There has been a massive transformation of the U.S. economy in the content of jobs over the past century:

Creativity-oriented jobs happily have gone from just over 10% of the economy to over 30% of the economy while routine-physical jobs have gone from almost 60% of the economy to 25% of the economy as the manufacturing economy has given way to the service economy. With 45% of all jobs, routine-service has the biggest proportion of American jobs.

The question Richard and I sought to answer is whether it matters more to one's income if one is in a clustered industry or if one is in a creativity-oriented job? The answer, as it turns out, is that it is not even close. It matters way more what you do rather than in what industry you do it, as the chart below shows.

It is clearly better to be in a clustered industry than a dispersed industry regardless of whether you have a creativity-oriented (24% higher wages) or routine-oriented (31% higher wages) job. But it is way, way better to have a creativity-oriented job in a dispersed industry than a routine job in a clustered industry (78% higher wages). And of course, those with creativity-oriented jobs in clustered industries are in the cat-bird's seat, with wages another 25% higher than their peers in dispersed industries.

Our inference from our work (and if you want the full report you can find it here) is that building strong clusters continues to be important. They have higher wages for both routine-oriented and creativity-oriented jobs and they have a higher proportion of creativity-oriented jobs (41% versus 32% for dispersed-industries).

However, the real challenge for the U.S. economy is what to do with routine-oriented jobs in dispersed industries. That category makes up almost half of the jobs in America and the average employment income for these jobs is under $25K. That is a big chunk of America that is just scraping by economically.

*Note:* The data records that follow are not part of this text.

PR #7, opened 2023-01-24
[IBCDPE-457] Improve and document `file` submodule

BrunoGrandePhD:
This PR was something I started working on as a side-project, but I ended up building on top of these improvements for IBCDPE-448, so I'm including it here as a PR related to a subtask. Note that I originally intended on filling in docstrings for all submodules, but just doing it for the `file` submodule took a lot of time because I also made improvements to its API. My goal is to progressively fill in docstrings as I work on py-dcqc. 

Here's a summary of the changes introduced here:

- I documented the `file` submodule. 
  - Most of the changes in `file.py` are documentation-related. 
  - I noticed a few low-hanging fruits for improvements.
- New `interrogate` pre-commit hook.
  - This will help maintain "docstring coverage" once we get that percentage up.
  - Note that the minimum allowed is intentionally low to allow the pre-commit hooks to pass. 
  - We will steadily increase this number as we document the package. 
- I made some improvements to how the reference docs are generated
  - I'm not done polishing this process. 
  - The `sphinx_autodoc_typehints` package uses the type hints in the auto-generated docs. 
  - This ensures that the type info isn't duplicated between type hints and the docstrings. 
  - In other words, you no longer have to document the types under `Args:` or `Returns:`.
- I made several tweaks to type hints in general. 
  - These can probably be ignored since they are inconsequential. 
  - Note that the `mypy` pre-commit hook ensures that everything is working as far as typing goes.
- While documenting the `File` class, I noticed that I could improve the way that it used the `SerializableMixin`.
  - Since I like using `Path` objects from `pathlib`, I've added a `dict_factory` function that converts these to strings during the export to dictionaries. 
  - This ensures that the dictionary is indeed JSON-serializable. 
  - This way, I can still use the `dataclass.asdict()` function.
- I discovered `typing.ClassVar` for differentiating class attributes from instance attributes. 
  - This is really handy for dataclasses because type-hinted attributes are automatically used for constructing default magic methods. 
  - By annotating an attribute with `ClassVar`, the `@dataclass` decorator ignores those attributes. 
- I moved the `TestStatus` enum into the `test_abc` submodule. 
  - It looked lonely in the `enum` submodule on its own. 
  - I might change this back if I start accumulating more enums.

### DIFF
--- a/.pre-commit-config.yaml
+++ b/.pre-commit-config.yaml
@@ -53,4 +53,10 @@ repos:
 - repo: https://github.com/kynan/nbstripout
   rev: '0.6.1'
   hooks:
-    - id: nbstripout
+  - id: nbstripout
+
+- repo: https://github.com/econchick/interrogate
+  rev: 1.5.0
+  hooks:
+  - id: interrogate
+    args: [--verbose, --fail-under=25]
--- a/src/dcqc/file.py
+++ b/src/dcqc/file.py
@@ -1,13 +1,25 @@
+"""Represent local and remote files and their metadata.
+
+See module dcqc.target for the multi-file target class.
+
+Classes:
+
+    FileType: For collecting file type-specific information.
+    File: For bundling file location and metadata as well as
+    operations for retrieving file contents.
+"""
+
 from __future__ import annotations
 
 import os
 import re
 from collections.abc import Collection, Mapping
 from copy import deepcopy
-from dataclasses import asdict, dataclass
+from dataclasses import dataclass
 from pathlib import Path
 from tempfile import mkdtemp
-from typing import Any, Optional
+from typing import Any, ClassVar, Optional
+from warnings import warn
 
 from fs.base import FS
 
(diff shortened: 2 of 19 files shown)


.pre-commit-config.yaml
```diff
@@ -53,4 +53,10 @@ repos:
 - repo: https://github.com/kynan/nbstripout
   rev: '0.6.1'
   hooks:
-    - id: nbstripout
+  - id: nbstripout
+
+- repo: https://github.com/econchick/interrogate
```
thomasyu888, line 58: TIL: This

src/dcqc/file.py
```diff
@@ -96,93 +131,187 @@ def __init__(
 
         self.local_path = local_path or self._init_local_path()
 
+    def __hash__(self):
+        return hash((self.url, self.type, tuple(self.metadata.items())))
+
+    def __eq__(self, other):
+        return hash(self) == hash(other)
```
thomasyu888, line 138: Great additions

src/dcqc/file.py
```diff
@@ -96,93 +131,187 @@ def __init__(
...
+        A destination is not required for remote files; it
+        defaults to a temporary directory.
         Local files aren't moved if a destination is omitted.
 
         Args:
-            destination (Optional[str]): File or folder path
-                where to store the file. Defaults to None.
-            overwrite (bool): Whether to ignore existing file
-                at the target destination. Defaults to False.
+            destination: File or folder where to store the file.
```
thomasyu888, line 311: Did you create a custom template for the autoDocGenerator via vscode? https://marketplace.visualstudio.com/items?itemName=njpwerner.autodocstring

thomasyu888 (approved):
Great improvements and documentation.  I liked many of the code simplification and additions. 🛸

thomasyu888:
A side note - I think this is a wonderful example of how developer tests enabled you to improve the codebase without having to update the tests but make sure the code still meets all the requirements.  Fantastic.

src/dcqc/file.py
BrunoGrandePhD: I was already using this extension, but I didn't know that it supported custom templates. Sweet! 

image

BrunoGrandePhD:
> a wonderful example of how developer tests enabled you to improve the codebase without having to update the tests but make sure the code still meets all the requirements.

@thomasyu888: I'm glad that you noticed that!

PR #8, opened 2023-01-24
[IBCDPE-458] Improve APIs in general for CLI

BrunoGrandePhD:
In practice, I made these changes as I was implementing the CLI, but I want to dedicate a PR to everything excluding to CLI to make it easier for review. 

Here's a summary of what changed here:

- Implement the `JsonParser` class
  - This class is the magic that can construct (_i.e._ deserialize) an object that's been serialized to JSON
- Improve `JsonReport` class
  - I noticed that this class could be improved to be a more general "JSON exporter"
  - Notably, I added the `save_many()` method to export a series of objects to separate JSON files
  - I might update the name later
  - I didn't want to update it now because it would make it hard to split up the PRs
- I have added some methods for reconstructing objects
  - Most of these are called `from_dict()`, but the `TestABC` class has some additional constructors as class methods
- I have added some methods to `Target` that currently operate on its files
- I have updated the `open_parent_fs()` utility function to be more flexible
  - Before, it would open the immediate parent folder of a given file as an FS
  - Now, it opens to "highest available" folder in the path as an FS
  - The main difference here is that the immediate parent folder doesn't need to exist anymore
  - The calling function can run `fs.makedirs()` to fill in the nested directories

Depends on #7


src/dcqc/suites/suite_abc.py
```diff
@@ -171,3 +232,37 @@ def to_dict(self) -> SerializedObject:
             "tests": test_dicts,
         }
         return suite_dict
+
+    @classmethod
+    def from_dict(cls, dictionary: SerializedObject) -> SuiteABC:
```
thomasyu888, line 237: Nit: These `from_dict` functions would fail with a `KeyError` error if a dictionary with missing keys was passed in.  Not that this is a huge deal, but just some food for thought.  Should we be concerned about those scenarios?

src/dcqc/utils.py
```diff
@@ -11,7 +11,12 @@ def open_parent_fs(url: str) -> tuple[FS, str]:
         prefix = scheme + separator
 
     # parent_path can be "" if there is no "/" in the path
-    parent_path, _, base_name = path.rpartition("/")
+    parent_path, _, base_name = path.partition("/")
```
thomasyu888, line 14:
```
path = "my/path/to/parent/basename"
path.partition("/")
# ('my', '/', 'path/to/parent/basename')
```

This is being pedantic, but my brain is so used to `base_name` being `basename`.  Can you speak to the update here? (No need to update the variable names - I'm just curious)

demos/DCQC.ipynb
```diff
@@ -133,8 +133,8 @@
    "metadata": {},
    "outputs": [],
```
thomasyu888, line 134: I'm running through the demo, and I'm getting:

```
AttributeError: type object 'TestABC' has no attribute 'list_tests'
```

demos/DCQC.ipynb
```diff
@@ -133,8 +133,8 @@
...
    "source": [
-    "report = JsonReport(report_url, overwrite=True)\n",
-    "saved = report.save(suites)"
+    "report = JsonReport()\n",
```
thomasyu888, line 136: This causes an error:

```
ValueError: '/Users/tyu/sage/py-dcqc/tests/data/test.txt' is not in the subpath of '/Users/tyu/sage/py-dcqc/demos' OR one path is relative and the other is absolute.
```

thomasyu888 (changes requested):
Nice changes - No major comments, with the exception that the demo notebook doesn't run all the way through for me.

demos/DCQC.ipynb
BWMac: I'm getting the same error, is it because the line: `all_tests = TestABC.list_tests()` should be `all_tests = TestABC.list_subclasses()`?

BWMac (commented):
The demo doesn't run all the way for me either, even with swapping `list_tests()` for `list_subclasses()`, due to the URL error that Tom commented on. I really like the idea of including these demos though. Makes the functionality easily accessible.

src/dcqc/parsers.py
```diff
@@ -45,10 +52,83 @@ def create_suites(
...
+            raise ValueError(message)
+
+        return object_
+
+    def load_json(self) -> Any:
+        with self.path.open("r") as infile:
+            contents = json.load(infile)
+        return contents
+
+    def get_class(self, cls_name: str) -> Type[SerializableMixin]:
```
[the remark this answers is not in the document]
BrunoGrandePhD: There is a difference. 

First, `Type` and `TypeVar` (used to create `T`) mean different things. You can check out the `typing` docs for more information, but the examples below will demonstrate their usage. 

Second, the `Type[SomeClass]` annotation informs the static type checker to expect `SomeClass` (sub)class objects instead of `SomeClass` (sub)class instances. 

Third, when you generate a type variable using `TypeVar` (_e.g._ `T`, which is a conventional shorthand), you can use this value to inform the type checker that its value is consistent throughout the function signature. I just added a function [here](https://github.com/Sage-Bionetworks-Workflows/py-dcqc/blob/df99b50df1b2620aebbd496d7f67ed67cf8bc56a/src/dcqc/mixins.py#L68-L79) that uses a type variable (relevant snippet copied below). In this example, the function signature is interpreted by the type checker as follows: the return type will be the same as the type of `self`, and this type must be a instance of `SerializableMixin`. 

```
T = TypeVar("T", bound="SerializableMixin")

def copy(self: T) -> T:
    ...
```

The reason that I can't write `def copy(self: SerializableMixin) -> SerializableMixin:` is that this is interpreted as follows: the return type will be an instance of `SerializableMixin`, and the type of `self` will be an instance of `SerializableMixin`, but there is no relationship between the two types. In other words, this doesn't convey to the type checker that the return type will match the input type. 

Finally, in the case of the `JsonParser`, I have the following method signature. Given that `JsonParser` can produce objects from any `SerializableMixin` subclass, the type checker didn't like the having the return type being `SerializableMixin` because that isn't specific enough. For example, if I use a `TestABC`-specific method (_e.g._ `get_status()`) after deserializing a test using `JsonParser`, the type checker thinks that's an error because the return value is `SerializableMixin`, which doesn't have a `get_status()` method. I wrote the `parse_expected()` method to overcome this, which also enables with runtime type checking. The type checker interprets the following method signature as follows: the return type will be an instance of the class defined by `expected_cls`. 

```python
def parse_expected(cls, path: Path, expected_cls: Type[T]) -> T:
    ...
```

src/dcqc/parsers.py
```diff
@@ -45,10 +52,83 @@ def create_suites(
...
+
+        Raises:
+            ValueError: If the JSON file does not
+                describe a expected object.
+
+        Returns:
+            The reconstructed object.
+        """
+        parser = JsonParser(path)
+        object_ = parser.parse_object()
```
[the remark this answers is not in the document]
BrunoGrandePhD: Good point. `parse_expected()` came afterwards. I refactored the class so that `parse_object()` and `parse_objects()` both have an `expected_cls` parameter and removed the `parse_expected()` method.

src/dcqc/suites/suite_abc.py
BrunoGrandePhD: A `KeyError` would be appropriate in that situation. In theory, these dictionaries should only be generated by dcqc's `to_dict()` methods. We should also have tests that ensure that we can perform a serialize/deserialize round-trip without any issues. For now, I don't think we need to support deserialization of arbitrary JSON files.

src/dcqc/utils.py
BrunoGrandePhD: I added a comment and updated the variable names to clarify this change. For example, `basename` is better called `path` to use the FS terminology. 

```
    # Retrieve the "top-most" parent folder for the FS root
    # The remainder of the string can be used as the FS path
    fs_root, _, path = resource.partition("/")
```

demos/DCQC.ipynb
BrunoGrandePhD: I've decided to delete this file because it duplicates the `test_json_report_generation` test, which passes on my end. I might add it back once I have a more tutorial-like structure that I would like to follow. 

```
tests/test_acceptance.py::test_json_report_generation PASSED
```

demos/DCQC.ipynb
BrunoGrandePhD: See above comment.

BrunoGrandePhD:
As I mentioned in the comments, I opted to delete the `DCQC.ipynb` file because it duplicated the `test_json_report_generation` test. Once I have a better "user flow" to demonstrate, I'll add a Jupyter notebook.

src/dcqc/parsers.py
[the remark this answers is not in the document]
thomasyu888: Thanks for explanation!

demos/DCQC.ipynb
thomasyu888: Makes sense for this ticket. We will need to have a ticket to create examples to enable ease of use for our stakeholders.   Are you thinking of including examples in the sphinx autodocumentation?

thomasyu888 (approved):
I'm going to approve this - instead of a juypter notebook, we can also potentially include the examples via auto documentation with sphinx.  👍🏼 

It's important that we are able to provide examples to our stakeholders in the coming month so I can also ship this around to get feedback and advertise this (when ready)

BrunoGrandePhD:
According to [this page](https://docs.codecov.com/docs/github-checks), you can hide the CodeCov annotations using the `a` keyboard shortcut (or `i` to hide review comments).

BrunoGrandePhD:
I'm going to ignore the failing coverage checks because some of those gaps in coverage will be filled by the tests added in #9.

And their job security is just wretched in comparison. Over the past 40 years, only in the very worst of economic times has unemployment in the creativity-oriented jobs hit its peak of 4% while for routine-oriented jobs, only in the very hottest economies has unemployment dipped to nearly 4% and it regularly spikes to double-digits. Finally, especially for the routine-service jobs, not only is employment income low, benefits are typically very low as well.

The current challenges with income inequality are in large part a function of the emergence of these two extremes — the creativity-oriented workers in clustered industries (a little more than 10% of jobs) and routine-service workers in dispersed industries (about a third of all jobs). The former are doing great — they aren't being outsourced or downsized or laid off. The latter are being squeezed in every way.

There is no quick fix for this problem. But my view (and Richard's) is that we have to rethink how we utilize workers in our advanced economy. We fear that job structuring and classification becomes entirely self-sealing for many American workers. Once a job is defined as routine, it becomes routine and the individual in it doesn't exercise judgment or decision-making. That employee then becomes by definition low-productivity and both can't be paid much and is easier to think of as a candidate for off-shoring.

If instead, the employee was asked to exercise judgment and decision-making in order to innovate and enhance the productivity of the operation, then the possibility for higher productivity, higher firm performance and higher wages exists.

This won't be the case for all jobs. But I believe that America can influence the slope of the line of increasing creativity-oriented jobs by leaning toward creativity; giving workers the encouragement and space to innovate; utilizing the most of their brain, not the least of it. That would be the grass-roots way out of America's economic doldrums that everyone is looking for.